• **Your assignment**
Which lines of the entries below include "response"? List them all.

• **Exercise materials**
PR #1203, opened 2026-05-21
Fix potential nil pointer dereferences in kubelet-to-gcm

courageJ:
This PR hardens the `kubelet-to-gcm` monitoring daemon against crashes by adding nil pointer protections across several components.

### Changes

- **Translation Logic**: Added nil checks for optional Kubelet stats fields (`UsedBytes` in `FsStats`, `MajorPageFaults` in `MemoryStats`) before dereferencing them in `monitor/kubelet/translate.go`.
- **Service & Client Safety**: Added nil checks for the GCM service pointer in the `Once` function (`monitor/poll.go`) and for HTTP responses in client helpers (`monitor/controller/client.go` and `monitor/kubelet/client.go`) to prevent panics during `defer response.Body.Close()`.
- **Helpers**: Added `Uint64Ptr` to the `monitor` package for parity with existing pointer helpers.
- **Testing**: Added a `TestTranslator_NilFields` regression test in `monitor/kubelet/translate_test.go` to verify that missing optional fields in `stats.Summary` do not cause panics.

### Verification

- All existing unit tests passed.
- New regression test `TestTranslator_NilFields` passed and verified the fixes.

### DIFF
--- a/kubelet-to-gcm/monitor/controller/client.go
+++ b/kubelet-to-gcm/monitor/controller/client.go
@@ -98,6 +98,9 @@ func (c *Client) doRequestAndParse(req *http.Request) (*Metrics, error) {
 	if err != nil {
 		return nil, err
 	}
+	if response == nil {
+		return nil, fmt.Errorf("empty response from controller")
+	}
 	defer response.Body.Close()
 	body, err := ioutil.ReadAll(response.Body)
 	if err != nil {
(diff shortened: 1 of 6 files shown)


erain (approved):
Reviewed the nil pointer hardening changes and ran `go test ./monitor/...` from `kubelet-to-gcm` on the PR head. The new guards cover the panic cases without changing the existing required-field behavior outside those optional fields. Looks good.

• **Output**
- **Service & Client Safety**: Added nil checks for the GCM service pointer in the `Once` function (`monitor/poll.go`) and for HTTP responses in client helpers (`monitor/controller/client.go` and `monitor/kubelet/client.go`) to prevent panics during `defer response.Body.Close()`.
+	if response == nil {
+		return nil, fmt.Errorf("empty response from controller")
 	defer response.Body.Close()
 	body, err := ioutil.ReadAll(response.Body)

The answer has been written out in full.